Every line in the records below with the string "then" needs to be copied out.

Saved entries
# # # #

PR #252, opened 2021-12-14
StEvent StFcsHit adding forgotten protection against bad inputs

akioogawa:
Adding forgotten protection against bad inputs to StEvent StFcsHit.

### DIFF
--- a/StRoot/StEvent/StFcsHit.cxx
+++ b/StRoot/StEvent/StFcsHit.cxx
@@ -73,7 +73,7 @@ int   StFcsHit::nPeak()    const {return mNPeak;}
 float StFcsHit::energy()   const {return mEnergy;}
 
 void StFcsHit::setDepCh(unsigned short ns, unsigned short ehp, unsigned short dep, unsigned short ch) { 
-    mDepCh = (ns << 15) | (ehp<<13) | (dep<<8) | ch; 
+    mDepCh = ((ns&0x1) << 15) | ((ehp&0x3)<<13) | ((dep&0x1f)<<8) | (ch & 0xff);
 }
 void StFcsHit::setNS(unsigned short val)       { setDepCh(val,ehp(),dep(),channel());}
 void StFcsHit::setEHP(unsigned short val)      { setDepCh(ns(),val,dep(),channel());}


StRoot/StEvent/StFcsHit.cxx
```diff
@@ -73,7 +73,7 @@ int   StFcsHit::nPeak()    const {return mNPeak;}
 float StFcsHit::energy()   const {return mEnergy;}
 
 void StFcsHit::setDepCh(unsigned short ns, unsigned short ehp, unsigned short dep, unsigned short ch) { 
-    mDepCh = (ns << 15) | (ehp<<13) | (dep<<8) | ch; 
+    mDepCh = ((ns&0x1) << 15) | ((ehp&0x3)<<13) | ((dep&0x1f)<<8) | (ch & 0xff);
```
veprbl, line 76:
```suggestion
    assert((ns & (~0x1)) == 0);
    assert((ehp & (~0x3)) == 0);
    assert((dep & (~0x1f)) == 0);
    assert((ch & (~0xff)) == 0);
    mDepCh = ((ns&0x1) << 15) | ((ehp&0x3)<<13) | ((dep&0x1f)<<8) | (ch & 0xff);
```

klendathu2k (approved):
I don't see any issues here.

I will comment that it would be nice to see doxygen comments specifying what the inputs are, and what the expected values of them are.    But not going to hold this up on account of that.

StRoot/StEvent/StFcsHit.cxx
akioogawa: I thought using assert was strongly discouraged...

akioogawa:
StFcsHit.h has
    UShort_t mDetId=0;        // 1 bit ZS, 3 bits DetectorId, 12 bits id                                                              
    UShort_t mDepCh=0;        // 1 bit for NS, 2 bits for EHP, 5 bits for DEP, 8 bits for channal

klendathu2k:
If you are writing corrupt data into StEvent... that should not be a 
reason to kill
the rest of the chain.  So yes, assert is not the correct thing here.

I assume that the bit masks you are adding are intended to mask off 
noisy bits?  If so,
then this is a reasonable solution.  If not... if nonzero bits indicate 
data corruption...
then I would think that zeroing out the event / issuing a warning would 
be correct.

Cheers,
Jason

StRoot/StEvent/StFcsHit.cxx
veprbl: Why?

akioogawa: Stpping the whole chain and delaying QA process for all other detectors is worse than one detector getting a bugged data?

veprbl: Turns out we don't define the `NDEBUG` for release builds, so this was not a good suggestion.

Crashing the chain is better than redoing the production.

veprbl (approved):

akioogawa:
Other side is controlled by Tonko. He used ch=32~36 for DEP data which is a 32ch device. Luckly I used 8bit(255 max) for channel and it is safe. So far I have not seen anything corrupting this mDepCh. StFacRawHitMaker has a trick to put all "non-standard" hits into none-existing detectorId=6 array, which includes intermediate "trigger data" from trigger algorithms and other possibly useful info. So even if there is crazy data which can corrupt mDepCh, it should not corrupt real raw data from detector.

# # # #

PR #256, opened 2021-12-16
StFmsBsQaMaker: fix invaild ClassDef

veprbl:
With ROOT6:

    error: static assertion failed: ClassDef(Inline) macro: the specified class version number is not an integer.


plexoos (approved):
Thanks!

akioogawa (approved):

# # # #

▶ Worked solution:
then this is a reasonable solution.  If not... if nonzero bits indicate 
then I would think that zeroing out the event / issuing a warning would 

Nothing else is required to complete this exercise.